ASSIGNED TASK – Nothing but a number is wanted here: the count of lines in the data holding the word "inherit".

Collection entries
PR #2628, opened 2016-05-26
Fix uncaught error around getStyle before a style is loaded. Fixes #2619

### LINKED ISSUE #2619: Calling map.getStyle before stylesheet is loaded throws an unexpected error
https://github.com/mapbox/mapbox-gl-js/blob/master/js/ui/map.js#L557

calls

https://github.com/mapbox/mapbox-gl-js/blob/master/js/style/style.js#L585

and this.stylesheet is undefined, so an error is thrown

tmcw:
cc @lucaswoj for the review


lucaswoj:
Looks good! Thank you! :shipit:

PR #2641, opened 2016-05-31
Update to Jekyll 3

tristen:
Capturing small changes here to update for [Jekyll 3](https://github.com/mapbox/publisher/issues/159)


jfirebaugh:
This is backwards compatible with Jekyll 2 right? So we can merge it immediately?

tristen:
I don't think so? I'm removing specifics about `rdiscount` and `pygments` as the highlighter in this commit.

mourner:
@jfirebaugh not backwards compatible mostly because layout variables can only be accessed through `layout.var` and not `page.var` now. It requires careful update of layout code in many places.

jfirebaugh:
@mourner There aren't any changes to layout code in this PR.

tristen:
@jfirebaugh there are in `_layout/default.html` which this pr will require from www.mapbox.com

jingsam:
Today in the morning my rss subscription was filled of posts of mapbox blog. It seems that you have switched to Jekyll 3 and rebuilt all of the posts. Cheers!

PR #2648, opened 2016-06-01
Refactor Source interface to allow/prepare for extensibility

anandthakker:
Replaces #2582

 - Inverts `TilePyramid` and `Source` dependencies.  `TilePyramid` now essentially serves as a common wrapper class for dealing with sources.

- Source types are now essentially:
```js
(
  name: string,
  createSource: (id, options, dispatcher, onChange, callback: (err, source: Source) => void) => void
  ?workerSourceURL: string
)
```

- And a `Source` is an object implementing:

```js
id: string // <- it's a little weird to rely on sources presenting this as a property
tileSize: number
minzoom: number
maxzoom: number
// not sure about these three properties
roundZoom: boolean
reparseOverscaled: boolean
isTileClipped: boolean

load: (tile: Tile, cb: (err, ?data) => void) => void
abort: (tile: Tile) => void
unload: (tile: Tile) => void
serialize: () => Object // plain JS
```

Various todo's and questions:
 - [ ] The `Tile` objects are used by various source types to maintain tile-specific state; ideally, this implicit contract between `TilePyramid` and `Source` should be made explicit in the Source interface.
 - [ ] Decide on an approach to `serialize()` (see note [here](https://github.com/anandthakker/mapbox-gl-js/blob/c3016aee9d46877ce9a2d386f3469c5dfcf3613c/js/source/tile_pyramid.js#L30-L38))
 - [ ] `Source.is` is only used in one place: to support passing already-created sources to `addSource` (and prevent the attempt to validate against the spec in that case).  What's the best way to do this in the factory function approach, where it's a little weird to rely on `instanceof`?
 - [ ] `Map` methods (`addSource`, `getSource`).  Related to this and the previous item: is it important to retain the ability to create sources _without_ adding them to the map?  If so, it might make the most sense to expose a `createSource` on the map obj, since creation now depends on a reference to `dispatcher`, which probably _shouldn't_ be exposed.
 - [ ] It's weird to rely on sources presenting an `id` property with the correct value.
 - [x] Reinstate query*Features
 - [ ] I'm not sure what the `data` yielded by `load` should look like.  Currently, the only thing I can see being needed by code outside of the particular source is `bucketStats`, which the pyramid uses to emit the `tile.stats` event.

### DIFF
--- a/js/style/style.js
+++ b/js/style/style.js
@@ -665,9 +665,8 @@ Style.prototype = util.inherit(Evented, {
         var sourceResults = [];
         for (var id in this.sources) {
             var source = this.sources[id];
-            if (source.queryRenderedFeatures) {
-                sourceResults.push(source.queryRenderedFeatures(queryGeometry, params, zoom, bearing));
-            }
+            var results = Source._queryRenderedVectorFeatures(source, this._layers, queryGeometry, params, zoom, bearing);
+            sourceResults.push(results);
         }
         return this._flattenRenderedFeatures(sourceResults);
     },
@@ -677,7 +676,7 @@ Style.prototype = util.inherit(Evented, {
             this._handleErrors(validateStyle.filter, 'querySourceFeatures.filter', params.filter, true);
         }
         var source = this.getSource(sourceID);
-        return source && source.querySourceFeatures ? source.querySourceFeatures(params) : [];
+        return source ? Source._querySourceFeatures(source, params) : [];
     },
 
     addSourceType: function (name, sourceFactoryFn, workerSourceURL, callback) {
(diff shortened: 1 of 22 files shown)


js/style/style.js
```diff
@@ -647,7 +676,27 @@ Style.prototype = util.inherit(Evented, {
             this._handleErrors(validateStyle.filter, 'querySourceFeatures.filter', params.filter, true);
         }
         var source = this.getSource(sourceID);
-        return source && source.querySourceFeatures ? source.querySourceFeatures(params) : [];
+        return source ? Source._querySourceFeatures(source, params) : [];
+    },
+
+    addSourceType: function (name, sourceFactoryFn, workerSourceURL, callback) {
```
anandthakker: @lucaswoj this could also be `(name, { create: (id, options, dispatcher, onChange, callback) => void, ?workerSourceURL }, callback)`.  Any preference between the two signatures?

anandthakker:
➡️ #2667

EXERCISE SOLUTION – 3